# Background color



## Tasman (Jun 7, 2004)

Hi,
i just wanted to ask you guys what your favourite background color is.

I have the choice between blue, black and white.

I would be cool if you can give me a quick answer.

The result will be presented later.

Thx

Greetings from Berlin/Germany

Alp


----------



## Roy Deki (Apr 7, 2004)

Always black for me!!


----------



## John P. (Nov 24, 2004)

I'm partial to black, though it'd be nice to be able to remove it for photography purposes. My background is integrated (acrylic aquarium).


----------



## Gomer (Feb 2, 2004)

I usually try out numerous colors to see what I like. Various plants and fish call for different background colors to compliment other components. 

WHen I get home, I'll search for a photo series which shows this.


----------



## Tasman (Jun 7, 2004)

HI,
thx for your quick answer. I tried all three. All of them look great. The fish I keep are Nannostomus marginatus (Dwarf Pencil-fish), Crystal Reds, Cherry's and Dario Dario.

Cant wait to see your pics.

Greets 

Tasman


----------



## Norbert Sabat (Jun 26, 2004)

Chose what you like ...any colour is good enough
http://www.aquaticplantcentral.com/forumapc/showthread.php?t=5501&page=3&pp=10


----------



## russell (Dec 7, 2004)

i think black makes the plants stand out the most.


----------



## Tasman (Jun 7, 2004)

Hi,
I have two pics of the small tank.
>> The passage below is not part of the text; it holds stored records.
PR #1725, opened 2023-05-10
Make hierarchicalizer subclassable

### LINKED ISSUE #1722: Allow hierarchicalizer to be chosen based on locale during import
See #1704

### LINKED ISSUE #1728: Catch all paragraphs on import
Even if they have an italicised dash before the opening bracket

goose-life:
closes #1722 
closes #1728 

TODO:
- [x] Add test for lstrip text before matching as there might be (potentially significant) inline whitespace at the start of lines


longhotsummer (approved):

indigo/pipelines/hier.py
```diff
@@ -30,7 +30,8 @@ class IdentifySections(Stage):
 
     def __call__(self, context):
         for p in context.html.xpath('./p'):
-            text = ''.join(p.xpath('.//text()'))
+            # lstrip text in case there's inline whitespace at the start
+            text = ''.join(p.xpath('.//text()')).lstrip()
```
longhotsummer, line 34: Can you tweak one of the existing test fixture files so it covers this?

longhotsummer: ie. it would have failed before but now passes. So that we don't regress later accidentally.

goose-life: good idea, thanks!

goose-life:
for the record the test I'm about to add does fail if we remove the .lstrip() 

image

indigo_api/tests/test_importers.py
```diff
@@ -362,6 +362,31 @@ def test_subparagraphs_1(self):
...
+  PARAGRAPH (c)
+
+    electoral officer.
+""".strip(),
+
+            self.html_to_bluebell("""
+<p>	(<em>a</em>)	chief electoral officer;</p>
+<p>	(<em>b</em>)	deputy chief electoral officer; and</p>
+<p>
+<em>	</em>(<em>c</em>)	electoral officer.</p>
```
longhotsummer, line 389: Can you also add a case with whitespace before the "c" within the element: `<em>  c</em>`.

longhotsummer: actually, more like `<p>  <em>   (c)</em> saoeu</p>`

longhotsummer: Also add one with `<u>` because `RemoveEmptyInlines` removes a, b, i, sup and sub but not u.

goose-life: I can add it; it won't pass as is. We haven't encountered this yet as far as I know?

longhotsummer (approved):

PR #1746, opened 2023-05-22
Paragraphs in schedules

### LINKED ISSUE #1734: Basic units in Schedules should be paragraphs, whether they have headings or not
Let's add an additional stage to the hierarchicalizer pipeline that transforms sections inside attachments into paragraphs.

goose-life:
closes #1734


longhotsummer (approved):
nice

PR #1761, opened 2023-06-15
Multiple amendments at same date

### LINKED ISSUE #1756: As a reader of a document that contains multiple amendments, I want them listed in order on the coverpage
Obviously this can't be in order of amendment date, because they're all on the same date.

Publication date would be the best second-tier ordering, but if not all the amending works have a publication date, we'll need a third tier to fall back to — perhaps year, then number? 
That would help when the publication dates are present but the same in any case.

goose-life:
closes #1756

### DIFF
--- a/indigo_api/models/documents.py
+++ b/indigo_api/models/documents.py
@@ -372,6 +372,13 @@ class Document(DocumentMixin, models.Model):
         else:
             return []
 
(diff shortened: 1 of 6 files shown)


longhotsummer (approved):
nice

One in white on with blue. I know the backside is still dirty but I will clean it when I put the background on it.

White:









Blue:










Greets 
Tasman


----------



## Laith (Sep 4, 2004)

I think black would look best in that tank.


----------



## JanS (Apr 14, 2004)

I think either black or blue would look nice. I personally don't think the white does it much justice, though.


----------



## trenac (Jul 16, 2004)

Go with the Blue, that is what I always use.


----------



## hoppycalif (Apr 7, 2005)

I have used both blue and black, and nothing looks as good as black. That is because the background should be completely unobtrusive - you shouldn't even notice what color it is. Black does that. Just my inexpert opinion, of course.


----------